Go through the data and copy each line where the string "stringContaining" appears.

MATERIAL FOR THIS EXERCISE ::
------------------------------------

PR #3880, opened 2026-06-04
EVM state sync: non-EVM disconnect, SPA-nav re-prime, testnet-toggle resync

B0Y3R-AVA:
## Description

**Tickets: [CP-13671](https://ava-labs.atlassian.net/browse/CP-13671) · [CP-13772](https://ava-labs.atlassian.net/browse/CP-13772) · [CP-13775](https://ava-labs.atlassian.net/browse/CP-13775)**

Wraps up the EVM injected-provider work by closing the remaining state-sync gaps so the dApp stays in sync with wallet state across network changes, testnet toggles, and in-dApp (SPA) navigation. All three are in `useEvmInjectedProvider.ts`.

**Summary of changes**
- **CP-13671 — non-EVM network → `disconnect`.** The active-network sync effect emitted `chainChanged` unconditionally. It now emits an EIP-1193 `disconnect` (code 4901) when the wallet's active network is non-EVM (BTC/SVM/AVM/PVM), instead of a bogus EVM `chainChanged`.
- **CP-13772 — SPA-nav connection loss.** `domain_metadata` (and thus account priming) only fired on full page load, so a same-origin SPA route change (e.g. core.app → Stake) left the freshly-mounted provider consumer with no accounts. `setCurrentUrl` now re-primes `accountsChanged` on same-origin navigation to a new URL (shared `primeAccounts` helper; excludes the initial load, which is still primed via `domain_metadata`).
- **CP-13775 — testnet/developer-mode env mismatch.** The hook had no developer-mode awareness, so after toggling testnet it kept signing with the prior environment's chainId and the RPC env check rejected every tx with *"Invalid environment."* The hook now watches `selectIsDeveloperMode` and, on flip, drops the per-tab chain pin (`clearTabChainId`) so the sync effect re-points the tab to the active (correct-environment) network.

**Dependencies introduced**
None.

**Breaking changes**
None.

> Stacked on #3878 (active-account switch). Base will retarget to `main` as the EVM train lands. Review against the `boyer/injected-provider-account-switch` base.

## Screenshots/Videos

N/A — dApp-facing `accountsChanged`/`chainChanged`/`disconnect` events; no Core UI surface change.

## Testing

- **CP-13772:** open core.app in the in-app browser, confirm auto-connect, tap hamburger → Stake → still connected (no manual reconnect needed).
- **CP-13775:** connect on mainnet, toggle developer/testnet mode in settings, return to the dApp → transactions succeed (no "Invalid environment" toast).
- **CP-13671:** switch the wallet's active network to a non-EVM chain (Bitcoin/Solana) → dApp reflects a disconnected state (no bogus chainChanged).
- Trigger a Bitrise build and reference it here.
- Move CP-13671 / CP-13772 / CP-13775 into the "Testing" column on Jira.

## Checklist

[CP-13671]: https://ava-labs.atlassian.net/browse/CP-13671?atlOrigin=eyJpIjoiNWRkNTljNzYxNjVmNDY3MDlhMDU5Y2ZhYzA5YTRkZjUiLCJwIjoiZ2l0aHViLWNvbS1KU1cifQ
[CP-13772]: https://ava-labs.atlassian.net/browse/CP-13772?atlOrigin=eyJpIjoiNWRkNTljNzYxNjVmNDY3MDlhMDU5Y2ZhYzA5YTRkZjUiLCJwIjoiZ2l0aHViLWNvbS1KU1cifQ
[CP-13775]: https://ava-labs.atlassian.net/browse/CP-13775?atlOrigin=eyJpIjoiNWRkNTljNzYxNjVmNDY3MDlhMDU5Y2ZhYzA5YTRkZjUiLCJwIjoiZ2l0aHViLWNvbS1KU1cifQ

### DIFF
--- a/packages/core-mobile/app/hooks/browser/useEvmInjectedProvider.test.ts
+++ b/packages/core-mobile/app/hooks/browser/useEvmInjectedProvider.test.ts
@@ -1877,5 +1877,76 @@ describe('useEvmInjectedProvider', () => {
         expect.stringContaining("'accountsChanged'")
       )
     })
+
+    // Build a store whose subscribe callback we can fire on demand, with a
+    // mutable `grants` so we can simulate a Connected Sites revoke (a fresh
+    // grants object, as Redux/Immer produces) with no active-account change.
+    const subscribableStore = (
+      initialGrants: Record<string, Record<string, string[]>>
+    ): {
+      store: ReturnType<typeof useStore>
+      revoke: (next: Record<string, Record<string, string[]>>) => void
+    } => {
+      let grants = initialGrants
+      let fire = (): void => undefined
+      const store = {
+        getState: () => ({ permissions: { grants } }),
+        dispatch: jest.fn(),
+        subscribe: jest.fn((cb: () => void) => {
+          fire = cb
+          return () => undefined
+        })
+      } as unknown as ReturnType<typeof useStore>
+      return {
+        store,
+        revoke: next => {
+          grants = next
+          fire()
+        }
+      }
+    }
+
+    it('emits accountsChanged([]) immediately when grants are revoked from Connected Sites (no account switch)', () => {
+      const { store, revoke } = subscribableStore({
+        'https://opensea.io': { [A]: ['EVM'] }
+      })
+      mockUseStore.mockReturnValue(store)
+      setupMocks({ account: accountA })
+      const { result } = renderProvider()
+      act(() => result.current.setCurrentUrl(ORIGIN))
+      // Prime so the dApp is seen connected to [A].
+      act(() =>
+        result.current.handleDomainMetadata(JSON.stringify({ name: 'OpenSea' }))
+      )
+      mockInjectJavaScript.mockClear()
+
+      // Revoke from Connected Sites — active account unchanged.
+      act(() => revoke({}))
+
+      expect(mockInjectJavaScript).toHaveBeenCalledWith(
+        expect.stringContaining("__coreProviderEmit('accountsChanged', [])")
+      )
+    })
+
+    it('does not emit on store changes that leave the origin grants unchanged', () => {
+      const grants = { 'https://opensea.io': { [A]: ['EVM'] } }
+      // Same grants object reference on the next store change (e.g. an unrelated
+      // slice updated) — must not produce a spurious accountsChanged.
+      const { store, revoke } = subscribableStore(grants)
+      mockUseStore.mockReturnValue(store)
+      setupMocks({ account: accountA })
+      const { result } = renderProvider()
+      act(() => result.current.setCurrentUrl(ORIGIN))
+      act(() =>
+        result.current.handleDomainMetadata(JSON.stringify({ name: 'OpenSea' }))
+      )
+      mockInjectJavaScript.mockClear()
+
+      act(() => revoke(grants))
+
+      expect(mockInjectJavaScript).not.toHaveBeenCalledWith(
+        expect.stringContaining("'accountsChanged'")
+      )
+    })
   })
 })
--- a/packages/core-mobile/app/hooks/browser/useEvmInjectedProvider.test.ts
+++ b/packages/core-mobile/app/hooks/browser/useEvmInjectedProvider.test.ts
@@ -1703,6 +1703,28 @@ describe('useEvmInjectedProvider', () => {
         )
       })
 
+      it('origin-gates the prime emit to the current page origin', () => {
+        // The prime injection must be wrapped in a window.location.origin check
+        // so a prime racing a cross-origin nav can't leak the previous origin's
+        // granted accounts into the next origin's page.
+        mockUseStore.mockReturnValue(withPermission(mockActiveAccount.addressC))
+        const { result } = renderProvider()
+        act(() => {
+          result.current.setCurrentUrl('https://opensea.io/')
+        })
+        mockInjectJavaScript.mockClear()
+
+        act(() => {
+          result.current.handleDomainMetadata(metadata)
+        })
+
+        expect(mockInjectJavaScript).toHaveBeenCalledWith(
+          expect.stringContaining(
+            'if(window.location.origin==="https://opensea.io")'
+          )
+        )
+      })
+
       it('injects accountsChanged([]) when no grant exists for the origin', () => {
         const { result } = renderProvider()
         act(() => {
@@ -1974,6 +1996,13 @@ describe('useEvmInjectedProvider', () => {
 
       expect(mockInjectJavaScript).toHaveBeenCalledWith(
         expect.stringContaining("__coreProviderEmit('accountsChanged', [])")
+      )
+      // ...and the emit is origin-gated so a revoke racing a cross-origin nav
+      // can't deliver into a different page (same guard as the switch/prime).
+      expect(mockInjectJavaScript).toHaveBeenCalledWith(
+        expect.stringContaining(
+          'if(window.location.origin==="https://opensea.io")'
+        )
       )
     })
 
--- a/packages/core-mobile/app/hooks/browser/useEvmInjectedProvider.test.ts
+++ b/packages/core-mobile/app/hooks/browser/useEvmInjectedProvider.test.ts
@@ -9,6 +9,7 @@ import {
   setActive
 } from 'store/network/slice'
 import { selectTabChainId, setTabChainId } from 'store/browser/slices/tabs'
+import { selectIsDeveloperMode } from 'store/settings/advanced'
 import { ModuleErrors, VmModuleErrors } from 'vmModule/errors'
 import {
   EIP1193_USER_REJECTED_CODE,
@@ -53,6 +54,10 @@ jest.mock('store/browser/slices/tabs', () => ({
   selectTabChainId: jest.fn(() => jest.fn(() => undefined)),
   setTabChainId: jest.fn((payload: { tabId: string; chainId: number }) => ({
     type: 'browser/tabs/setTabChainId',
+    payload
+  })),
+  clearTabChainId: jest.fn((payload: { tabId: string }) => ({
+    type: 'browser/tabs/clearTabChainId',
     payload
   }))
 }))
@@ -140,12 +145,14 @@ function setupMocks(
     account?: typeof mockActiveAccount | null
     network?: typeof mockActiveNetwork
     allNetworks?: Record<number, unknown>
+    developerMode?: boolean
   } = {}
 ): void {
   const account =
     overrides.account === undefined ? mockActiveAccount : overrides.account
   const network = overrides.network ?? mockActiveNetwork
   const allNetworks = overrides.allNetworks ?? mockAllNetworks
+  const developerMode = overrides.developerMode ?? false
 
   const mockTabChainIdSelector = jest.fn(() => undefined)
   ;(selectTabChainId as jest.Mock).mockReturnValue(mockTabChainIdSelector)
@@ -158,6 +165,7 @@ function setupMocks(
     (selector: (state: unknown) => unknown) => {
       if (selector === (selectAllNetworks as unknown)) return allNetworks
       if (selector === (selectActiveNetwork as unknown)) return network
+      if (selector === (selectIsDeveloperMode as unknown)) return developerMode
       if (selector === mockTabChainIdSelector) return undefined
       const selectorStr = selector.toString()
       if (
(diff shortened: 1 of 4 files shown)


packages/core-mobile/app/hooks/browser/useEvmInjectedProvider.ts
```diff
@@ -106,6 +108,16 @@ export function useEvmInjectedProvider(
...
+    // Non-EVM active network (BTC/SVM/AVM/PVM): the EVM provider can't serve it,
+    // so tell the dApp it's disconnected rather than emitting a bogus EVM
+    // chainChanged for a non-EVM chainId (EIP-1193 disconnect, code 4901).
+    // CP-13671.
+    if (activeNetwork.vmName !== NetworkVMType.EVM) {
+      webViewRef.current?.injectJavaScript(
+        `window.__coreProviderEmit && window.__coreProviderEmit('disconnect', { code: 4901, message: 'Disconnected from chain' }); true;`
+      )
+      return
+    }
```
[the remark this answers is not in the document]
B0Y3R-AVA: Good catch — fixed in ef8973763. Entering non-EVM mode now invalidates the cached EVM chain (`browserNetworkRef.current = { chainId: 0, rpcUrl: '' }`) before emitting disconnect. So returning to the SAME EVM chainId no longer hits the equality guard — chainChanged re-fires and a dApp that reacted to disconnect recovers.

packages/core-mobile/app/hooks/browser/useEvmInjectedProvider.test.ts
```diff
@@ -1348,6 +1356,48 @@ describe('useEvmInjectedProvider', () => {
...
+      rerender()
+
+      expect(mockInjectJavaScript).toHaveBeenCalledWith(
+        expect.stringContaining("__coreProviderEmit('disconnect'")
+      )
+      const chainChangedCalls = mockInjectJavaScript.mock.calls.filter(call =>
+        call[0].includes("__coreProviderEmit('chainChanged'")
+      )
+      expect(chainChangedCalls).toHaveLength(0)
+    })
```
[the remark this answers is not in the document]
B0Y3R-AVA: Added in ef8973763 — a recovery test: switch to a non-EVM network (disconnect) then back to the SAME EVM chain (43114) and assert chainChanged re-emits exactly once with 0xa86a.

packages/core-mobile/app/hooks/browser/useEvmInjectedProvider.ts
```diff
@@ -106,6 +108,21 @@ export function useEvmInjectedProvider(
...
+    // chainChanged for a non-EVM chainId (EIP-1193 disconnect, code 4901).
+    // CP-13671.
+    if (activeNetwork.vmName !== NetworkVMType.EVM) {
+      // Invalidate the cached EVM chain (sentinel 0 — no real EVM chainId) so
+      // returning to the SAME EVM chainId later still re-emits chainChanged.
+      // Otherwise the equality guard below would skip it and a dApp that reacted
+      // to this disconnect would never get a follow-up event to recover. CP-13671.
+      browserNetworkRef.current = { chainId: 0, rpcUrl: '' }
+      webViewRef.current?.injectJavaScript(
+        `window.__coreProviderEmit && window.__coreProviderEmit('disconnect', { code: 4901, message: 'Disconnected from chain' }); true;`
```
atn4z7, line 122: Behavioral confirm: if a user opens an EVM dApp while the wallet's active network is already non-EVM (Bitcoin/Solana), this fires on mount and emits disconnect(4901) right away — and the shim was seeded with the fallback chainId `0x1` (chainIdHex returns '0x1' for non-EVM), so the dApp briefly initializes at 0x1 and then immediately gets a disconnect. Is that the intended first-load experience for "open an EVM dApp while on a non-EVM chain"? Just want to make sure the load → instant-disconnect sequence is what we want rather than something cleaner.

packages/core-mobile/app/hooks/browser/useEvmInjectedProvider.ts
```diff
@@ -492,6 +567,33 @@ export function useEvmInjectedProvider(
...
+    const accounts = resolveActiveConnectedAccounts(granted, active.addressC)
+    lastEmittedAccountsRef.current = JSON.stringify(accounts)
+    webViewRef.current?.injectJavaScript(
+      `window.__coreProviderEmit && window.__coreProviderEmit('accountsChanged', ${JSON.stringify(
+        accounts
+      )}); true;`
+    )
+  }, [store, webViewRef])
+  // Publish to the ref so setCurrentUrl (defined above) can re-prime on SPA nav.
+  primeAccountsRef.current = primeAccounts
```
atn4z7: Nit: this assigns the ref during render, whereas `routerRef` is set in a `useEffect`. might be worth matching the `routerRef` pattern for consistency.

packages/core-mobile/app/hooks/browser/useEvmInjectedProvider.test.ts
```diff
@@ -1376,6 +1384,79 @@ describe('useEvmInjectedProvider', () => {
       )
       expect(chainChangedCalls).toHaveLength(0)
     })
+
+    it('emits disconnect (not chainChanged) when the active network is non-EVM (CP-13671)', () => {
+      setupMocks({ network: mockActiveNetwork })
```
atn4z7, line 1418: Small coverage gap: all the disconnect tests use an un-pinned tab (tabChainId === undefined). The "a pinned tab is insulated from active-network changes" invariant — i.e. a tab that's called `wallet_switchEthereumChain` should NOT disconnect when the wallet flips to a non-EVM chain — isn't covered. A quick test (set tabChainId, flip active to non-EVM, assert no disconnect/chainChanged) would lock that in, since it's the behavior that makes the whole per-tab model hold.

packages/core-mobile/app/hooks/browser/useEvmInjectedProvider.ts
```diff
@@ -117,10 +134,26 @@ export function useEvmInjectedProvider(
...
+  // follows the wallet's active network for the NEW environment (the sync effect
+  // above then re-points browserNetworkRef + emits chainChanged). Otherwise the
+  // tab keeps signing with the prior environment's chainId and the RPC env check
+  // rejects every tx with "Invalid environment". CP-13775.
+  const prevDevModeRef = useRef(isDeveloperMode)
+  useEffect(() => {
+    if (prevDevModeRef.current === isDeveloperMode) return
+    prevDevModeRef.current = isDeveloperMode
+    dispatch(clearTabChainId({ tabId }))
+  }, [isDeveloperMode, dispatch, tabId])
```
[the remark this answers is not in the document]
B0Y3R-AVA: Fixed — the dev-mode effect now only dispatches `clearTabChainId` when the tab actually has a pin (`tabChainId !== undefined`), so an un-pinned tab no longer takes a redundant store update + rerender on every toggle. Added a test covering the no-pin case (and the existing clear test now sets a pin so it exercises the guarded path).

packages/core-mobile/app/hooks/browser/useEvmInjectedProvider.ts
B0Y3R-AVA: Confirming it's intended, with the reasoning: the shim is a synchronously-injected IIFE and per EIP-1193 must initialize with *some* `chainId`, but it can't represent a non-EVM chain as an EVM chainId — so `chainIdHex` seeds the `0x1` fallback. On mount the CP-13671 effect immediately emits `disconnect(4901)`, which is the canonical EIP-1193 signal that the provider can't serve the current chain; a compliant dApp disables EVM interactions on it. The brief `0x1` is harmless — no EVM request can succeed while the active chain is non-EVM (requests route to the active network), and returning to an EVM chain re-emits `chainChanged` (the tested recovery path). A cleaner variant would be to inject a "start disconnected" flag into the shim when the active network is non-EVM at injection time, avoiding the momentary `0x1` — happy to do that as a small follow-up if we want to polish this entry path, but it's not a correctness issue.

packages/core-mobile/app/hooks/browser/useEvmInjectedProvider.ts
B0Y3R-AVA: Good catch — matched the `routerRef` pattern. `primeAccountsRef.current = primeAccounts` is now set in a `useLayoutEffect` instead of during render. It's read by `setCurrentUrl` on nav events, so (like `routerRef`) it wants to be populated synchronously on commit, and this drops the render-phase mutation.

packages/core-mobile/app/hooks/browser/useEvmInjectedProvider.test.ts
B0Y3R-AVA: Added — `does NOT disconnect a pinned tab when the active network flips to non-EVM`: it pins `tabChainId`, flips the active network to Bitcoin, and asserts neither `disconnect` nor `chainChanged` is emitted. Extended the test harness' `setupMocks` with a `tabChainId` override to make pinned-tab setup reusable. Locks in the per-tab insulation invariant.

packages/core-mobile/app/hooks/browser/useEvmInjectedProvider.ts
atn4z7: did you mean `useEffect`? `useLayoutEffect` triggers synchronously before the screen is painted.

B0Y3R-AVA: I did mean `useLayoutEffect` — `routerRef` is actually on `useLayoutEffect` now, not `useEffect`. It got moved in #3867 (merged) in response to a Copilot null-window-race comment: `setCurrentUrl` fires from the WebView's nav events and reads these refs, and a render-phase / `useEffect` assignment left a (theoretical) window where the ref could still be null when an early navigation ran. `useLayoutEffect` populates it synchronously on commit, before paint. So `primeAccountsRef` is matching the current `routerRef` pattern.

Fair to call it belt-and-suspenders here: for a WebView, `onNavigationStateChange` arrives via the bridge after mount + paint, so `useEffect` would set the ref in time too — the difference is only the theoretical early-event window. I kept it on `useLayoutEffect` purely to stay consistent with `routerRef`. If you'd rather both use `useEffect` (more idiomatic for a value-publish ref), I'm happy to switch them together — I'd just keep the two consistent with each other either way. Preference?

atn4z7: thanks for the details. I think it's cool then to use `useLayoutEffect`.

atn4z7 (dismissed):

packages/core-mobile/app/hooks/browser/useEvmInjectedProvider.ts
```diff
@@ -252,6 +296,85 @@ export function useEvmInjectedProvider(
...
+        activeAccountRef.current?.addressC
+      )
+
+      // Shared dedupe ref so this never double-fires with the switch/prime paths.
+      const serialized = JSON.stringify(accounts)
+      if (lastEmittedAccountsRef.current === serialized) return
+      lastEmittedAccountsRef.current = serialized
+      webViewRef.current?.injectJavaScript(
+        `window.__coreProviderEmit && window.__coreProviderEmit('accountsChanged', ${serialized}); true;`
+      )
```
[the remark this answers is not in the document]
B0Y3R-AVA: Fixed in 38e5cd9f3. The revoke-subscription emit now goes through a shared `injectAccountsChanged(origin, serialized)` helper that wraps the inject in the `window.location.origin===<origin>` guard (the same one the active-account-switch effect uses). Added a test asserting the revoke emit is origin-gated.

packages/core-mobile/app/hooks/browser/useEvmInjectedProvider.ts
```diff
@@ -452,6 +575,38 @@ export function useEvmInjectedProvider(
...
+      domain: origin,
+      vmType: NetworkVMType.EVM
+    })(store.getState())
+    const accounts = resolveActiveConnectedAccounts(granted, active.addressC)
+    lastEmittedAccountsRef.current = JSON.stringify(accounts)
+    webViewRef.current?.injectJavaScript(
+      `window.__coreProviderEmit && window.__coreProviderEmit('accountsChanged', ${JSON.stringify(
+        accounts
+      )}); true;`
+    )
```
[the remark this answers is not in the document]
B0Y3R-AVA: Fixed in 38e5cd9f3. `primeAccounts` now serializes once and emits through the shared `injectAccountsChanged` helper, so it's origin-gated like the switch path. Added a test asserting the prime emit is wrapped in the origin check.

packages/core-mobile/app/hooks/browser/useEvmInjectedProvider.ts
```diff
@@ -105,6 +108,21 @@ export function useEvmInjectedProvider(
...
+    // CP-13671.
+    if (activeNetwork.vmName !== NetworkVMType.EVM) {
+      // Invalidate the cached EVM chain (sentinel 0 — no real EVM chainId) so
+      // returning to the SAME EVM chainId later still re-emits chainChanged.
+      // Otherwise the equality guard below would skip it and a dApp that reacted
+      // to this disconnect would never get a follow-up event to recover. CP-13671.
+      browserNetworkRef.current = { chainId: 0, rpcUrl: '' }
+      webViewRef.current?.injectJavaScript(
+        `window.__coreProviderEmit && window.__coreProviderEmit('disconnect', { code: 4901, message: 'Disconnected from chain' }); true;`
+      )
```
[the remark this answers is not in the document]
B0Y3R-AVA: Fixed in 38e5cd9f3. The shim now tracks a `_connected` flag: `__coreProviderEmit` sets it false on `disconnect` and true on `connect`/`chainChanged` (the CP-13671 disconnect→chainChanged recovery), `isConnected()` returns the flag instead of a hard-coded true, and the legacy `provider._isConnected` property is kept in sync for dApps that read it directly. Added shim tests for the flag wiring.

packages/core-mobile/app/hooks/browser/useEvmInjectedProvider.ts
```diff
@@ -298,6 +341,40 @@ export function useEvmInjectedProvider(
...
+        activeAccountRef.current?.addressC
+      )
+
+      // Shared dedupe ref so this never double-fires with the switch/prime paths.
+      const serialized = JSON.stringify(accounts)
+      if (lastEmittedAccountsRef.current === serialized) return
+      lastEmittedAccountsRef.current = serialized
+      webViewRef.current?.injectJavaScript(
+        `window.__coreProviderEmit && window.__coreProviderEmit('accountsChanged', ${serialized}); true;`
+      )
```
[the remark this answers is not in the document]
B0Y3R-AVA: Addressed in 38e5cd9f3 — see the reply on the current revision: the revoke emit is now origin-gated via the shared `injectAccountsChanged` helper.

atn4z7 (approved):

onghwan (approved):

------------------------------------

EXERCISE SOLUTION ::
         expect.stringContaining("'accountsChanged'")
+        expect.stringContaining("__coreProviderEmit('accountsChanged', [])")
+        expect.stringContaining("'accountsChanged'")
+          expect.stringContaining(
         expect.stringContaining("__coreProviderEmit('accountsChanged', [])")
+        expect.stringContaining(
+        expect.stringContaining("__coreProviderEmit('disconnect'")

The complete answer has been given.